Information supplied section start

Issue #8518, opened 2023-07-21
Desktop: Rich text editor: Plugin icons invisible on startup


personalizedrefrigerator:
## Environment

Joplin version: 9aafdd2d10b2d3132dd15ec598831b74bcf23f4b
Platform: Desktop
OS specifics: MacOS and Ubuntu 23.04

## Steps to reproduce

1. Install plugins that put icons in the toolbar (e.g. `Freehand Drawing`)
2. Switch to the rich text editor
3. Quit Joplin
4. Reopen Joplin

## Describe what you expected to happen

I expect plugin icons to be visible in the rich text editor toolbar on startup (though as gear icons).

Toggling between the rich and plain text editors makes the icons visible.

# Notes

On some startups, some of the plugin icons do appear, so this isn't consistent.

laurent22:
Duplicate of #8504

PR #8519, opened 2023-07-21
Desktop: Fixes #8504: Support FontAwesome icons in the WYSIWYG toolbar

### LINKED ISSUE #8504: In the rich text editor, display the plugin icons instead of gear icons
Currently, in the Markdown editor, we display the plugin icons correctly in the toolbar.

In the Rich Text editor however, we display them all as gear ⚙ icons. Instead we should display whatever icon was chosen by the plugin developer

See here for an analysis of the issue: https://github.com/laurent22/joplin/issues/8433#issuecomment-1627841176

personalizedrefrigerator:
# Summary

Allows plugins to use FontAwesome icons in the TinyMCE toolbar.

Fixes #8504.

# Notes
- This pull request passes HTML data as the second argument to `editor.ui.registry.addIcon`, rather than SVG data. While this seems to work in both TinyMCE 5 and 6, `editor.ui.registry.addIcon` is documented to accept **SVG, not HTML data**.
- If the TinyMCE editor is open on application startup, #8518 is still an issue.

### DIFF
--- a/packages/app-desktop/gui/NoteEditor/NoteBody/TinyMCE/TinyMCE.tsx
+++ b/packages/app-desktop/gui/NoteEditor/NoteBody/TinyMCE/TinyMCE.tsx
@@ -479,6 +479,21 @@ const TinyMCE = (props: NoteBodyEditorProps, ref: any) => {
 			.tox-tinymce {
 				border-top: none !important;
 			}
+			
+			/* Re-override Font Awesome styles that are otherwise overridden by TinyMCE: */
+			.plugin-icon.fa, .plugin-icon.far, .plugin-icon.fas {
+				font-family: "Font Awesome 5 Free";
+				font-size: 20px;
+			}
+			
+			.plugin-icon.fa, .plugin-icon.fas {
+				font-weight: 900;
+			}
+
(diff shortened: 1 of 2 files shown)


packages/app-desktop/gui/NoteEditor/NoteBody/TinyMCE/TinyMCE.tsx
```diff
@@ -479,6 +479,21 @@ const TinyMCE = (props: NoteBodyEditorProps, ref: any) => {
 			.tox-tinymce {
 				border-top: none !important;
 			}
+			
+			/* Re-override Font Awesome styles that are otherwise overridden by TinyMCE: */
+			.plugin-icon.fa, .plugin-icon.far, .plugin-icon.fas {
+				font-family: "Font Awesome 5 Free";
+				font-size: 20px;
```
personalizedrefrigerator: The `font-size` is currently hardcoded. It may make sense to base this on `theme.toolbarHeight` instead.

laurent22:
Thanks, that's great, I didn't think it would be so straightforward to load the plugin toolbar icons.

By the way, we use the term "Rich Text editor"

Information supplied section end
Information supplied section start

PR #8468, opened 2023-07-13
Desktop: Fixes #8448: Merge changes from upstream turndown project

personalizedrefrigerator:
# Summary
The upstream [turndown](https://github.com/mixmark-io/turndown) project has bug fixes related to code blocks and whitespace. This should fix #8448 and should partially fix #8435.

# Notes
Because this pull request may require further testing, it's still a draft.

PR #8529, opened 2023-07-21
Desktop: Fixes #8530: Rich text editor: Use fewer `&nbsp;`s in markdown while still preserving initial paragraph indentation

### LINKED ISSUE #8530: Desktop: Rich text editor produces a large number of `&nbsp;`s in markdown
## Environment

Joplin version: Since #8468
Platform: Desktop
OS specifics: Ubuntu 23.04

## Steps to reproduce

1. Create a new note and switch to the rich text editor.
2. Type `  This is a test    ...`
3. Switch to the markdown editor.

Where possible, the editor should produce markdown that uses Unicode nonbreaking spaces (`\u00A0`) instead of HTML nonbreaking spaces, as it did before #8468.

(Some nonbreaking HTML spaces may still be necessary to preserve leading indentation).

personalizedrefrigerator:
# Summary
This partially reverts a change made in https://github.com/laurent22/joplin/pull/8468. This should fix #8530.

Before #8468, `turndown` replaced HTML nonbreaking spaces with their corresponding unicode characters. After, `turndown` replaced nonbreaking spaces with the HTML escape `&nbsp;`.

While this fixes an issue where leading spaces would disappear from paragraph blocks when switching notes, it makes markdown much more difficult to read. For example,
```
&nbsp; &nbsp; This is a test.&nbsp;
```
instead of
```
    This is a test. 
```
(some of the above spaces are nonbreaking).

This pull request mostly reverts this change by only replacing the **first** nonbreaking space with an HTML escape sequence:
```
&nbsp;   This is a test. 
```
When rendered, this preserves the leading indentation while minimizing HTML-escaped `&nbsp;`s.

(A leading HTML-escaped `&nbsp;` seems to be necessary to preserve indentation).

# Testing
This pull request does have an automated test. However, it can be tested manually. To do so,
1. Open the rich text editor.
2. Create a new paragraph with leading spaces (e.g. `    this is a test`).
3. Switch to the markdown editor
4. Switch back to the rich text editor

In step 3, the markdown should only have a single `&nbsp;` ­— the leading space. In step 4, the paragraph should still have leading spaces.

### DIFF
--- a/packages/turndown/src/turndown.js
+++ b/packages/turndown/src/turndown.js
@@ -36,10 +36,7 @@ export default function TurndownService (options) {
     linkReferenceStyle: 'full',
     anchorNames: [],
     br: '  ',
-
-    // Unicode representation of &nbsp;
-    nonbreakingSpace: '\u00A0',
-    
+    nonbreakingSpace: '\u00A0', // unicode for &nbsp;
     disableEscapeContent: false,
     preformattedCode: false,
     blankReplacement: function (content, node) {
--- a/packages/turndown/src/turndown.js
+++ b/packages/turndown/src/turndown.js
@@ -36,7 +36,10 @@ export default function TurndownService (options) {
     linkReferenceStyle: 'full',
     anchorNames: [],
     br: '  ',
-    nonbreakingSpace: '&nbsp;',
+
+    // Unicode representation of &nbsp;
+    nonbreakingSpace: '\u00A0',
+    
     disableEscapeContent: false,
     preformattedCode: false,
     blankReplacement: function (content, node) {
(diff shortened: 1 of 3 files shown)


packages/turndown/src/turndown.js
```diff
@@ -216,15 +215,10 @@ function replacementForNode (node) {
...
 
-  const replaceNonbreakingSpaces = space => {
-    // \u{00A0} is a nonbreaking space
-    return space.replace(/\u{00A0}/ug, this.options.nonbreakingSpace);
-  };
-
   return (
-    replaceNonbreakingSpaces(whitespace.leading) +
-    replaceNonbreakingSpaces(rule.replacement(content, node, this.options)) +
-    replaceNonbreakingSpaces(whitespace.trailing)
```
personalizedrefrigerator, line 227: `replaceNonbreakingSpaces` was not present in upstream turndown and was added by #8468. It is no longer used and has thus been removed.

Information supplied section end

_What needs to be done_
Your answer should consist of every line from the entries that holds "leading".

_Task solution_
(Some nonbreaking HTML spaces may still be necessary to preserve leading indentation).
While this fixes an issue where leading spaces would disappear from paragraph blocks when switching notes, it makes markdown much more difficult to read. For example,
When rendered, this preserves the leading indentation while minimizing HTML-escaped `&nbsp;`s.
(A leading HTML-escaped `&nbsp;` seems to be necessary to preserve indentation).
2. Create a new paragraph with leading spaces (e.g. `    this is a test`).
In step 3, the markdown should only have a single `&nbsp;` ­— the leading space. In step 4, the paragraph should still have leading spaces.
-    replaceNonbreakingSpaces(whitespace.leading) +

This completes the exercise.